When we came from the US last July we stayed in a hotel until we found a place to live. It took 5 days.

If you want to rent for less than a year, your most economical option would probably be to sign a yearlong contract and then just cancel it when you are ready to move out, which would probably involve forfeiting a month's deposit, but I think would still be cheaper in the long run than a temporary rental.

You may want to find a translator to help with the process if your Spanish is not good since I imagine most people with longer term rentals are not catering to tourists and may not know English.

If you look on idealista.com you can get a sense of what types of long term properties are available where you are looking and what the price might be.

Also worth mentioning that I could not get a single real estate agent to lock down an appointment prior to being physically in the city, so probably not worth contacting them at all until you are actually there or maybe a day or two before arrival. I am not someone who likes figuring things out last minute, but that seemed to be the only way to do this.


----------



## Pam2017 (Apr 20, 2016)

Thanks so much for the reply. I'm like you in that I need to have a plan. But, it's good to know that your were able to find a place quickly when you arrived. 

Can you actually cancel a long term lease that way? In the US, I think you would be liable for the rent payment until they found someone to take your place and, in some cases, for the remainder of the lease.


----------



## kdsb (May 3, 2015)

Yeah, it is worth checking into to see whether you would owe any rent after canceling beyond the penalty of a lost deposit. We though we'd have to sign a yearlong contract when we got here and weren't sure if we'd stay the whole year, but if we left early we would have been leaving the country so it would have been very hard for them to try to get more money from us. It turns out we are staying the whole year, and when it came time to sign the contract the landlord (who understood our situation) only asked for a six month minimum anyway.


----------



## yesican (Jan 18, 2016)

Hi, I totally agree with @kdsb. For our move, it was different though. We spent a good few months flying to the island and back to UK while we searched for a suitable town to live and a home too for my husband, our 12 year old and i.
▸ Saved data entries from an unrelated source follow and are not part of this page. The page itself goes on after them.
PR #714, opened 2023-10-25
Changing code to use midpoint of observation.

### LINKED ISSUE #590: convert the fieldMJD to be the mid-point of the visit for rubin_sim inputs
We are using observationStartMJD so we should adjust this half the visit time I think looking at the [schema](https://rubin-sim.lsst.io/rs_scheduler/output_schema.html) . It may change in actual operations, but it's how rubin_sim works See discussion in #586

astronomerritt:
Fixes #590.

When the code is run with 'lsst' as the survey name (which is default), `PPReadPointingDatabase()` will create a new column named `observationMidpointMJD_TAI`, which is `observationStartMJD_TAI` + `visitTime`/2/86400 (to convert it into days). The ephemeris generation has been changed to use this new column for all calculations.

Note that I needed to update the demo pointing directory `./demo/baseline_v2.0_1yr.db` because it didn't include the `visitTime` column.

I have also updated all of the tests, and added a test to make sure the midpoint is being correctly calculated. 

Note that many of the unit tests use an old test version of the pointing database, `./tests/data/baseline_10klines_2.0.db`, that also doesn't include the `visitTime` column. In order to save a lot of tedious rewriting, `PPReadPointingDatabase()` will revert to its old behaviour if the survey name is "test". At some point, these tests should be rewritten to use `./demo/baseline_v2.0_1yr.db`.


mschwamb:
`Note that many of the unit tests use an old test version of the pointing database, ./tests/data/baseline_10klines_2.0.db, that also doesn't include the visitTime column. In order to save a lot of tedious rewriting, PPReadPointingDatabase() will revert to its old behaviour if the survey name is "test". At some point, these tests should be rewritten to use ./demo/baseline_v2.0_1yr.db.`

I think this is dangerous to do. We could update baseline_v2.0_1yr.db.in the repo and also check whether or not the older databases have this information and how to adjust to those older databases

astronomerritt:
Honestly I agree, but I'm not sure what the best thing to do is. 

I've updated baseline_v2.0_1yr.db.in the repo already - it didn't have visitTime because when I made it, I only made it with the "necessary" columns to keep the file size down. I expect the same thing is true for baseline_10klines_2.0.db. 

So it isn't that the older databases don't have visitTime, it's just that these specific smaller test databases were created without it.

I could always just edit a visitTime column into baseline_10klines_2.0.db.

astronomerritt:
So it turns out that not only was `/data/baseline_10klines_2.0.db` indeed just the first 10k lines of the baseline_v2.0 database... I _was_ the one who made it. Months ago. Because we didn't know where the original test pointing database came from.

Anyway, I have added the `visitTime` column to `/data/baseline_10klines_2.0.db`, removed that `surveyname == "test"` condition in `PPReadPointingDatabase()`, and updated all tests accordingly. This should be good to go now.

mschwamb (approved):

We ended up just taking photos of banners that were outside complexes and then cold calling the number on it to find out if they had any long term rental accommodation.
Luckily enough, that's how we found our current longterm rental property. 
As for some / most of the estate agencies, they have websites with the same properties that we saw before our move 9 months ago and funnily enough, the very same rental properties are still on their websites. It's a shame that they don't bother taking the properties that have already been rented out. 
Goodluck on your move.. ☺.


----------



## Horlics (Sep 27, 2011)

Try Airbnb. You can open a conversation with owners and can negotiate with them for long term stays.


----------



## thrax (Nov 13, 2008)

You say you are landing in Malaga so should I assume you will be looking along the CDS and perhaps inland a bit? I know a pretty good private agent who might be able to help but it will depend a bit on where you want to start renting.


----------



## Pam2017 (Apr 20, 2016)

Horlics said:


> Try Airbnb. You can open a conversation with owners and can negotiate with them for long term stays.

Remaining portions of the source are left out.